Newsletter N° 18 – « L’escapade amoureuse »‏

[…] C’est un amour de vacances, une histoire sans lendemain… […]

Vous connaissez la chanson, et bien notre jument La Pinta aussi! La belle s’est faite la malle il y une semaine pour rejoindre un bel étalon sauvage.

Pour comprendre la situation, il faut connaître La Pinta. C’est la jument parfaite en ce qui concerne le voyage… Elle est résistante, bien faite, n’a peur de rien et est parfaitement aux ordres une fois montée ou bâtée. Elle conserve cependant son caractère très sauvage. Ce n’est pas une jument câline. Les bisous et les gratouilles, elle s’en fout! La semaine dernière donc, nous étions installés chez une famille dans le village del Carrizal (état de Guerrero), petit village tranquille bordé de grandes plaines avec des chevaux en liberté. Pinta a donc entreprit la grande évasion d’Alcatraz et la voilà partie avec son chéri plein pot galop… Chichen hennit comme pour l’engueuler et pour qu’elle rentre fissa au bercail. Je hennis aussi mais rien n’y fait… — Hija de su chingada madre — me voilà à cru sur Chichen courant tant bien que mal derrière les fesses de Pinta. Et oui… mais moi, yé suis pas une pro du lasso et Pinta me file entre les doigts. Voilà que deux autres cavaliers arrivent à ma rescousse. Des grooooos cavaliers sur de tous petits chevaux, mais eux savent jouer du lasso. La poursuite dure une vingtaine de minutes avant que Zoro me ramène ma jument qui au passage ne s’est pas compliqué la vie avec une capote !?! Bon bah…. on verra bien le mois prochain si Mademoiselle a ses chaleurs.

En dehors de ça, l’aventure continue, René collectionne les scorpions dans sa tente, le vélo va bien – toujours de bonne humeur :) J’ai personnellement la pêche mais une douleur du genre articulaire ne me lâche plus depuis deux semaines. Au bout d’une heure à cheval, je souffre au niveau de l’aine… Si c’est déjà arrivé à un cavalier randonneur et qu’il a un tuyau, n’hésitez pas. J’ai essayé de marcher à pied, changer de position mais rien n’y fait. C’est supportable toutefois.

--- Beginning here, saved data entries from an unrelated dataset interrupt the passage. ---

PR #496, opened 2016-05-13
Support for join-condition suggestions after ON

koljonen:
The user types 'SELECT * FROM parenttable p JOIN childtable c on '. We then suggest ['c.parenttableid = p.parenttableid', 'c.createdby = p.createdby', ...] as completions.
The suggestions are FK matches first, then name matches for int columns, then name matches for other columns.

Some things that have been changed in order to make this work:
    meta[reltype]][relname] goes from being a list of columns to being a list of ColumnMetadata namedtuples, which, apart from the column name, also contains its data type and a list of FKs from the column (i.e. where the column is a child). This entails modification of a number of functions dealing with columns.
    get_matches can now be fed with priorities from outside, enabling more intelligent sorting.
    TableReference gets a property, ref, that returns COALESCE(Alias, TableName).
    populate_scoped_cols now returns a dict {TableReference:{colname:ColumnMetadata}} instead of just a list [colname].


darikg:
Looks like a bunch of tests are failing here because of `dict.itervalues()`

darikg:
This is a pretty big change, so it will take me some time to get through. I like the direction it's going in.

koljonen:
I've squashed and rebased onto my drop_asterisk_column_suggestion branch.

darikg:
Still slowly going through this. Do you feel like pulling out the proposed changes to `find_matches` and submitting that as a standalone PR? The more eyes we get on that part the better, because it plays such an important role in everything else.

darikg:
I had an idea today! What if instead of tweaking `find_matches` to allowing injecting higher priority suggestions, we got fuzzy matching to play nice with special characters like `=`? I'm imagining the user would start typing `select * from foo join bar on `, and then even if the join condition suggestion was really low on the list, they could type one extra character `select * from foo join bar on =`, and then the join conditions would rocket to the top of the list?

koljonen:
I think that at least in the case where the user hasn't typed anything after 'ON ', the gain from having the join conditions on top is rather large Being able to just type 'select * from foo join bar on <tab> join baz on <tab>' and being able to trust that you get the right join conditions automatically without having to think about it is a pretty great user experience.

pgcli/packages/function_metadata.py
```diff
@@ -1,7 +1,7 @@
 import re
 import sqlparse
 from sqlparse.tokens import Whitespace, Comment, Keyword, Name, Punctuation
-
+from ..pgcompleter import ColumnMetadata
```
darikg: We have a rule of thumb that stuff in the /packages module should be independent of pgcli. So it'd be better to move the definition of ColumnMetadata here, and have pgcompleter import it, instead of the other way around

pgcli/pgcompleter.py
```diff
@@ -34,8 +34,9 @@
 
 
 Match = namedtuple('Match', ['completion', 'priority'])
-
-
+ColumnMetadata = namedtuple('ColumnMetadata', ['name', 'datatype', 'foreignkeys'])
+ForeignKey = namedtuple('ForeignKey', ['parentschema', 'parenttable',
```
darikg: Might as well move ForeignKey definition into /packages alongside ColumnMetadata

pgcli/pgcompleter.py
```diff
@@ -341,6 +369,55 @@ def get_column_matches(self, suggestion, word_before_cursor):
...
+        refprio = dict((tbl.ref, num) for num, tbl
+            in enumerate(suggestion.tables))
+        # Map (schema, tablename) to tables and ref to columns
+        tbldict = defaultdict(list)
+        for t, cs in scoped_cols.items():
+            tbldict[(t.schema, t.name)].append(t)
+        refcols = dict((t.ref, cs) for t, cs in scoped_cols.items())
+        # For each fk from the left table, generate a join condition if
+        # the other table is also in the scope
+        conds = [(make_cond(lefttable.ref, rtbl.ref, lcol.name, rcol[2]),
```
darikg: This list comprehension is a beast! Should probably switch to a more traditional nested for-loop structure

pgcli/pgcompleter.py
```diff
@@ -341,6 +369,55 @@ def get_column_matches(self, suggestion, word_before_cursor):
...
+            if rtbl and rtbl.ref != lefttable.ref]
+
+        # For name matching, use a {(colname, coltype): TableReference} dict
+        col_table = defaultdict(lambda: [])
+        for tbl, col in ((t, c) for t, cs in scoped_cols.items() for c in cs):
+            col_table[(col.name, col.datatype)].append(tbl)
+        # Find all name-match join conditions
+        found = set(cnd[0] for cnd in conds)
+        conds.extend((cond, 'name join',
+            1000 if c.datatype[:3] == 'int' else 0 + refprio[rtbl.ref])
```
darikg: This one too

tests/test_parseutils.py
```diff
@@ -1,14 +1,14 @@
...
+    find_prev_keyword, is_open_quote)
 
 def test_empty_string():
     tables = extract_tables('')
     assert tables == ()
 
 def test_simple_select_single_table():
     tables = extract_tables('select * from abc')
-    assert tables == ((None, 'abc', None, False),)
+    assert tables == (TableReference(None, 'abc', None, False),)
```
darikg: These changes shouldn't strictly be necessary, since namedtuples can equal bare tuples. Do you find being more explicit here helpful? If so, I'm totally fine with these changes, I'm just curious.

darikg:
I've finally finished reading everything. I left some suggestions inline. The only other thing that's missing would be to add a test to test_pgexecute that creates two tables with an FK relationship, and asserts that the `executor.foreignkeys()` returns the correct ForeignKey

pgcli/pgexecute.py
```diff
@@ -6,10 +6,11 @@
 import psycopg2.extensions as ext
 import sqlparse
 import pgspecial as special
+from collections import namedtuple
 from .packages.function_metadata import FunctionMetadata
 from .encodingutils import unicode2utf8, PY2
 
-
+ForeignKey = namedtuple('ForeignKey', ['parentschema', 'childschema', 'parenttable', 'childtable', 'parentcolumns', 'childcolumns'])
```
darikg: Is ForeignKey defined twice, once here and once in pgcompleter?

tests/test_parseutils.py
koljonen: That was just me being confused by the output of the tests, so I've reverted it now.

pgcli/pgexecute.py
koljonen: They're slightly different in that FKs from the DB can contains multiple columns, whereas the FKs stored in ColumnMetadata are a relationship between only two columns (for simplicity).

tests/test_smart_completion_public_schema_only.py
```diff
@@ -32,7 +32,7 @@ def completer():
     tables, columns = [], []
     for table, cols in metadata['tables'].items():
         tables.append(('public', table))
-        columns.extend([('public', table, col) for col in cols])
+        columns.extend([('public', table, col, 'text') for col in cols])
```
darikg: Maybe add a comment here to point out that we're hardcoding the dummy column types to 'text'?

tests/test_sqlcompletion.py
```diff
@@ -1,13 +1,14 @@
...
+    Function, Datatype, Alias, JoinCondition)
+from pgcli.packages.parseutils import TableReference
 import pytest
 
 
 def test_select_suggests_cols_with_visible_table_scope():
     suggestions = suggest_type('SELECT  FROM tabl', 'SELECT ')
     assert set(suggestions) == set([
-        Column(tables=((None, 'tabl', None, False),)),
+        Column(tables=(TableReference(None, 'tabl', None, False),)),
```
darikg: Revert these TableReference changes too?

pgcli/pgcompleter.py
```diff
@@ -34,8 +35,6 @@
 
 
 Match = namedtuple('Match', ['completion', 'priority'])
-
-
 class PGCompleter(Completer):
```
darikg: Can you put back the whitespace before the class definition? It looks really weird without it

tests/test_smart_completion_public_schema_only.py
```diff
@@ -41,7 +41,7 @@ def completer():
     views, columns = [], []
     for view, cols in metadata['views'].items():
         views.append(('public', view))
-        columns.extend([('public', view, col) for col in cols])
+        columns.extend([('public', view, col, 'text') for col in cols])
```
darikg: ditto

darikg:
This is really shaping up. I just merged the find_matches PR, so you can rebase this one on top of master, and fix a couple nitpicks I had, and I think we're good to go

koljonen:
Fixed, squashed and rebased.

darikg:
Sorry, one more issue I just found: the `join_cond_pat` regex fails with new lines. Here's a test for `test_sqlcompletion` that's currently failing:

```
def test_on_suggests_join_multilines():
    sql = '''   SELECT *
                FROM foo
                    JOIN bar ON '''
    suggestions = suggest_type(sql, sql)
    expected = JoinCondition(
        tables=((None, 'foo', None, False),
                (None, 'bar', None, False)),
        parent=None)
    assert expected in suggestions
```

In general, `join_cond_pat` seems more complicated than it needs to be. Can you explain it a bit more?

koljonen:
Good catch.

darikg:
Ahh thanks `join_cond_pat` finally clicked for me. I have a trick [here](https://github.com/dbcli/pgcli/commit/c3e0edc592bed56a181bddd5cd0643aa53cfb2ab) that uses the `sqlparse` parsed statement to check the preceding token instead of a regex, which I think will work even with table names containing spaces (as long as they're escaped, of course.) Does that seem reasonable?

koljonen:
Yeah, using the parser is obviously better.

darikg:
:boom: Merged! Thanks for your patience & hard work. This is a killer feature!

 Les paysages ici sont magnifiques même si vous notez parfois un manque de conscience écologique parmi les photos – c’est bien dommage – et les locaux très sympathiques. A l’est d’Acapulco en descendant la côte, si vous passez par là un jour, vous pourrez voir que la pigmentation de la peau et les traits de visage sont différents, on se croirait en Afrique… Selon la légende, un ancien bateau espagnol chargé d’esclaves a échoué sur ces côtes et les prisonniers se sont échappés et ont colonisé à leur manière les indiennes du coin.

Voilà, plus de 1000 km parcourus depuis fin Juillet.
Nous sommes à La Cruz Grande et continuons direction l’EST.